If the market — forecast to see a peak-to-trough fall of about 15 per cent — bottoms out late this year or early next year, it will be a slow recovery, with mediocre price growth expected for a couple of years, Mr Mellor said.

Commonwealth Bank senior economist Gareth Aird

While credit tightening should be “done and dusted”, home loan approvals — down almost 20 per cent in 2018 — are expected to remain weak, Mr Aird said.

“It’s not because of constraint on the supply of credit; it’s basically because demand for credit has come off in line with views that house prices have further to fall,” Mr Aird said.

He expects credit demand to remain soft for the next three to six months and said the sharper than expected fall in credit growth, and drop in market sentiment, were key factors behind revised forecasts released by Commonwealth Bank last week.

The forecast, released on Thursday, predicted Sydney’s prices would fall another 5 per cent this year — which would take them to 15 per cent below their June 2017 peak.

“There’s a self-fulfilling nature … the timing of lending standards occurred quite a while ago.

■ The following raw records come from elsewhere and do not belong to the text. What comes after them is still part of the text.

PR #1841, opened 2018-10-16
Cache and use fprop stats in cudnn batchnorm bprop

csullivan:
This adds a new CUDNNBatchNorm op which has two extra outputs, batch mean and batch inverse variance. These are then passed directly into BatchNormBackprop as the mean and variance parameters. The mean output is equivalent to the batch mean output when the cumulative moving average factor is 1.0. 

`gpu::pass::BatchNormCache` replaces any BatchNorm arguments to BatchNormBackprop with CUDNNBatchNorm.

This needs to be updated to target new batchnorm spec.


src/ngraph/runtime/gpu/gpu_emitter.cpp
```diff
@@ -335,17 +336,28 @@ void runtime::gpu::GPU_Emitter::emit_BatchNorm(EMIT_ARGS)
...
 }
 
+void runtime::gpu::GPU_Emitter::emit_BatchNorm(EMIT_ARGS)
+{
+    ::emit_BatchNorm(external_function, writer, node, args, out, false);
+}
+
+void runtime::gpu::GPU_Emitter::emit_CUDNNBatchNorm(EMIT_ARGS)
+{
+    ::emit_BatchNorm(external_function, writer, node, args, out, true);
```
fengleitian: name it something like 'emit_BatchNormWithSavedMeanVar'?

csullivan: How about `emit_CUDNNBatchNorm -> emit_BatchNormWithStats`. We change the op name too? `CUDNNBatchNorm` -> `BatchNormWithStats`? 

Note that when the new API for batch norm goes in, it would be `BatchNormTraining` and `BatchNormTrainingWithStats`

test/backend_test.in.cpp
```diff
@@ -18,11 +18,13 @@
 #include <cinttypes>
 #include <cmath>
 #include <cstdlib>
+#include <fstream>
```
gcwenger: Is this new include needed?

src/ngraph/runtime/gpu/gpu_emitter.cpp
fengleitian: Good.

test/backend_test.in.cpp
```diff
@@ -5865,3 +5866,34 @@ NGRAPH_TEST(${BACKEND_NAME}, quantize_ROUND_DOWN)
...
+        {1.0f},       // gamma
+        {1.0f},       // beta
+        {1.1f, 1.0f}, // x
+        {1.0f, 1.0f}, // dy
+    };
+
+    auto func = std::make_shared<Function>(dx, op::ParameterVector{g, b, input, delta});
+    auto results = execute(func, args, "${BACKEND_NAME}");
+    EXPECT_TRUE(test::all_close_f(std::vector<float>{350.957, -388.67}, results.at(0)));
+}
```
fengleitian: no new line at the end of file.

PR #1842, opened 2018-10-16
Partial Shapes and Types, Part 4j: Quantize/Dequantize

aprocter:
(Branches from #1756)

~Work in progress~ All done:
- [x] Implement Quantize
- [x] Tests for Quantize
- [x] Implement Dequantize
- [x] Tests for Dequantize


src/ngraph/op/dequantize.cpp
```diff
@@ -35,53 +35,89 @@ op::Dequantize::Dequantize(shared_ptr<Node> input,
...
         SCALE,
         OFFSET
     };
 
-    set_output_size(1);
-    set_output_type(0, m_type, get_input_shape(INPUT));
-
-    NODE_VALIDATION_ASSERT(this, get_input_element_type(INPUT).is_quantized())
-        << "Input element type (" << get_input_element_type(INPUT) << ") must be a quantized type";
+    NODE_VALIDATION_ASSERT(this, m_type.is_static()) << "Output element type must not be dynamic";
```
aprocter: Something to think about: do we want this restriction? We could also allow `element::dynamic` for the output type, which would have this behavior:

```
m_type is dynamic, scale input type is dynamic -> output is dynamic
m_type is dynamic, scale input type is foo -> output is foo
m_type is foo, scale input type is dynamic -> output is foo
m_type is foo, scale input type is foo -> output is foo
m_type is foo, scale input type is bar -> error
```

aprocter: I think it can. In the current (fully static) system, `m_type` has to be the same as the `scale` input.

aprocter: (This means `m_type` is technically redundant, FWIW.)

PR #1828, opened 2018-10-15
BatchNorm splitting into ops (2nd try)

Krovatkin:

PR #1843, opened 2018-10-17
Cache and use fprop stats in cudnn batchnorm bprop [Pt. 2]

csullivan:
Update to the new batch norm API introduced in #1828.


csullivan:
Updated #1841 to match newly merged batch norm API and so this PR is defunct.

PR #1848, opened 2018-10-17
IntelGPU backend: Enable nBench statistic

shssf:


src/ngraph/runtime/intelgpu/intelgpu_backend.cpp
```diff
@@ -278,7 +278,20 @@ extern "C" void delete_backend(runtime::Backend* backend)
 
 runtime::intelgpu::IntelGPUBackend::IntelGPUBackend()
 {
-    ocl_engine = make_shared<cldnn::engine>();
+    bool profiling = false;
+
+    if (getenv("NGRAPH_INTELGPU_STAT") != nullptr)
```
rkimballn1: I don't understand what this env var is for? Performance monitor is enabled via enable_performance_data()

shssf: In case of INTELGPU backend we have to create `cldnn::engine` with parameter "`profiling == true`". I can't use `enable_performance_data()` for this because it is too late (`cldnn::engine` created already and I can't change this due to clDNN design).

postrational:
TEST NOW

postrational:
There was a build error in ONNX CI, rerunning.

PR #1851, opened 2018-10-17
cast to ArgMin/ArgMax based on reduce_op

fengleitian:
The result was correct, but it could be wrong if ArgMin/ArgMax has difference implementation of 'get_reduction_axis'.


src/ngraph/runtime/gpu/gpu_emitter.cpp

It’s not that, in and of itself, now,” Mr Aird said.

“If households as a collective expect house prices to go down … they invariably will because buyers hold off buying or offer lower prices, and that’s in part how you can get a correction down, the same thing happens on the way up.”

As prices continue to fall, Mr Aird expected investors would make their way back to the market as yields would become more appealing.

“I’m sure there are some investors sitting on the sidelines, just waiting to see the result of the election [and potential changes to negative gearing].”

NAB chief economist Alan Oster

Sydney’s property market has been hurt by APRA’s crackdown, said NAB chief economist Alan Oster, and prices have further to fall.

“I don’t see tightening of credit coming out of the royal commission … but I do see more emphasis on expenses and [banks] may become a little more gun shy, in the sense of knowing people are watching them in case they make a loan that turns bad.”

Mr Oster said while banks were looking more carefully at expenses, customer expectations were also changing.

“Previously buyers thought I better get in or prices will keep going up, now they’re thinking they’re not sure if they should,” Mr Oster said.

While NAB has kept its price forecast at a 15 per cent peak-to-trough fall, it announced on Tuesday that it now expects the Reserve Bank to keep interest rates on hold well into the next decade.

The bank, which had previously believed the next move would be up, now believes the RBA could even be forced into cutting the rate from its record low of 1.5 per cent, within months.

“I don’t see it going up, [but] we do see a significant and growing chance that it might go down,” said Mr Oster. The revision comes as its latest monthly business survey shows a slump in confidence across the east coast.

Housing Industry Association principal economist Tim Reardon

Despite a record number of apartments set to be completed, there is little fear of an oversupply of dwellings and significant further price falls, said Housing Industry Association principal economist Tim Reardon said.

“While unemployment remains low … and population growth remains strong, the depths of this cycle will be relatively shallow,” Mr Reardon said.

Apartments will clear relatively quickly, Mr Reardon added, as developers were holding back until conditions improved – with apartment approvals data for the December quarter down more than 33 per cent year on year.

“The rate at which they slowed down at the end of 2018 was a surprise, but now that the credit squeeze has occurred, we expect approvals will continue with a relatively slower, slow down over the next two years.”

Mr Reardon expected both developer and investor activity to increase as the market stabilised, potentially by mid-year,  but said the upcoming elections were adding to the market uncertainty. At a federal level there are potential changes to negative gearing on the cards meanwhile, at a state level, there were concerns regarding development sentiment, which was shaping up to be a key election issue.